How to Write your Thesis when you can’t write.

I’ve been doing some DIY thesis writing retreats. I wish my Graduate Research School would offer them, but they don’t. And I’m highly unproductive at my desk on 2. 5 days a week, so I started scheduling some chunky time away to write my thesis. 

However, even in these chunky blocks, there are times, days even when I am just totally struggling to write. I should be super productive, each retreat has been somewhere nice, with good food, ability to exercise and yet I find myself playing with Endnote, re-reading the same stuff, searching further references- you know, the rabbit holes of PhD productivity. 

But I’ve come accept that even on Writing Days – that it is not always possible to write. Blogs, sure. Tweets, easy. Thesis, impossible. So here are some non-writing strategies that I’ve been using when I should be writing

(a) Freestyling & Bullet Points: this works for especially if I’ve got a time and word limit. For example, last night, I knew I had to finish by 5.30pm to go out for dinner, and I still was 2000 words off my daily target. It was 4pm. Yikes! I asked myself, what could reasonably expect to do once I came home from dinner? 500 was probably my limit. So that meant 1500 in 1.5 hours.  I have stuck up above my desk a little menu of sections to write on. For example; 500 words on limitations, 1000 words on X topic for literature review Chapter, 500 words on Ethical considerations. I looked at my menu and chose two of the smallest menu items – 500 words on Limitations and 500 words on delimitations. That was do-able. I then just wrote like fury in bullet point form- to myself. So not academic-y.  Nothing referenced. Not even full sentences. But I just kept writing.
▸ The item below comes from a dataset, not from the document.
PR #1235, opened 2020-10-01
re-enable Lagom tests

SethTisue:
https://scala-ci.typesafe.com/job/scala-2.13.x-jdk11-integrate-community-build/1938/

### DIFF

So – this got my word count done, I was only 5 minutes late for dinner. (I never wrote the 500 words on returning home, but oh well). 

(b) Copy and Paste Quotes: I’ve always liked this method – but I’ve learnt the hard way that you should ALWAYS copy the full reference and page number when you do it. If you don’t, you are leading yourself into academic plagiarism land. Good luck with that.764px-Browne,_Henriette_-_A_Girl_Writing;_The_Pet_Goldfinch_-_Google_Art_Project

 I’ve got a draft thesis outline. There are many empty sections with nothing but a header. It is hard to write under empty headers. Copy and paste is a bit like gathering evidence. I know I want to write about how different authors have addressed X theme under this section. But I just even starting reading the literature is daunting, let alone writing on it. So I can break this into manageable tasks. (1). I’ve got a section header- great start (2) I need to dump some stuff in there from other people (3) my Endnote is organised pretty well, so I can go to an Endnote Group and find the papers I need quickly. (4) I use the ‘search PDF’ function in Endnote to re: skim through the paper to find the quotes/paragraphs/sentences that will be relevant. I don’t need to re-read the whole paper. I did that already. I probably didn’t do it that well as I don’t have notes, but anyways. (5) I copy/paste the bits under my Section Header (fully referenced thank you). and hey presto. I’ve just given myself a nice starting point tomorrow.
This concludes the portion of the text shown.